When it was time to view the body, things only got worse. A lady dressed in all read, who was sitting way at the back of the church, ran up to the pure white casket and fell on my grandma’s body. It took an army to keep my family from hurting this stranger. But suddenly, everyone got quiet as we all observed a short woman with long black hair standing over the body for about ten minutes. Then, she walked up to her sisters and brothers and said, “I’m sorry the last time I got to see her was like this.” Then, she walked back out of the church. I thought I had seen a ghost because this woman looked exactly like Mama Dot, but I had never seen her before in my life. My father and aunts began to cry. We didn’t know what was going on, so I asked my dad why he was crying. He told me that that was his oldest sister, Mama Dot’s first daughter. It turns out that she ran away age 16 never called, wrote, or visited. Driving all the way from Detroit, Michigan, this was her first time seeing her mother in 32 years. My dad and aunts were crying, but I had no feelings. To me she was just another face in the crowd.

After the funeral, instead of having a reception we decided to go to Mama Dot’s house for the first time since her death. My cousin refused to go in and had an asthma attack in the middle of the street. While everyone focused their attention on him, I decided to go in alone. The aroma of a variety of foods greeted my stomach as I walked through the kitchen. There were large pans of half-cooked dressing, bowls of cornbread mix, and rising cakes in the oven. My best friend’s grandma had passed away two days before Mama Dot, and she was preparing all of this food for the family.

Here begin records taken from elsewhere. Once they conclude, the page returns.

PR #106, opened 2019-11-01
allow generator with unsupported features to be overridden

loomis:
If a regular expression contains a feature that isn't supported by test.chuck, then an exception will be thrown even if a `:gen/elements` value is provided. The PR allows the default generator to be overridden in this case.

### DIFF
--- a/src/malli/generator.cljc
+++ b/src/malli/generator.cljc
@@ -47,12 +47,9 @@
 
 #?(:clj
    (defn -re-gen [schema opts]
-     (let [re (or (first (m/childs schema opts)) (m/form schema opts))]
-       (try
-         (gen2/string-from-regex (re-pattern (str/replace (str re) #"^\^?(.*?)(\$?)$" "$1")))
-         (catch Exception ex
-           #(throw ex)                                      ;; throw only if bad regex generator is actually used
-           )))))
+     (when-not (-> schema m/properties :gen/elements)
+       (let [re (or (first (m/childs schema opts)) (m/form schema opts))]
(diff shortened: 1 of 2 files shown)


src/malli/generator.cljc
```diff
@@ -48,7 +48,11 @@
 #?(:clj
    (defn -re-gen [schema opts]
      (let [re (or (first (m/childs schema opts)) (m/form schema opts))]
-       (gen2/string-from-regex (re-pattern (str/replace (str re) #"^\^?(.*?)(\$?)$" "$1"))))))
```
ikitommi: I think it would be better to return `nil` in case of failure. With this, the `m/generator` would fail fast on creation (as no generator is found), not at runtime when invoked. Not perfect as the error message is the generic one, instead of the actual `test.chuck` one, but still, better IMO.

ikitommi: or, actually - the `gen/elements` should be checked first, if it exists, the generator would not be looked from the schema.

loomis: @ikitommi I've added an explicit check for `:gen/elements`. If present, nil will be returned for the generator.

ikitommi: Thanks! Currently, the `:gen/elements` is already read in `-create`, could all the changes be applied there? e.g. re-order so that if the elements exists, the `-generator` would not be called at all. This would enforce the ordering of `elements` first for all schemas.

loomis: Sure. Done.

ikitommi:
Awesome, thanks!!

Inside the living room, the television was turned on to the news and the phone was off the hook. The dial tone sounded as if someone was tying to see how long they could hold one note. Her blanket was still hanging off the couch. As I entered the hardest room to face, her bedroom, I saw her clothes for church laid out on her perfectly made bed, which she never slept in, and her bible open on her dresser. Staring at the frozen computer, I heard my family coming inside.

We sat there in silence, listening to the sounds we usually never noticed, the sounds of Mama dot’s house.


The author's comments:
This piece was inspired by my lovely grandmother who always supported me in everything I did. To help people see that they should appreciate a person while they are on this Earth.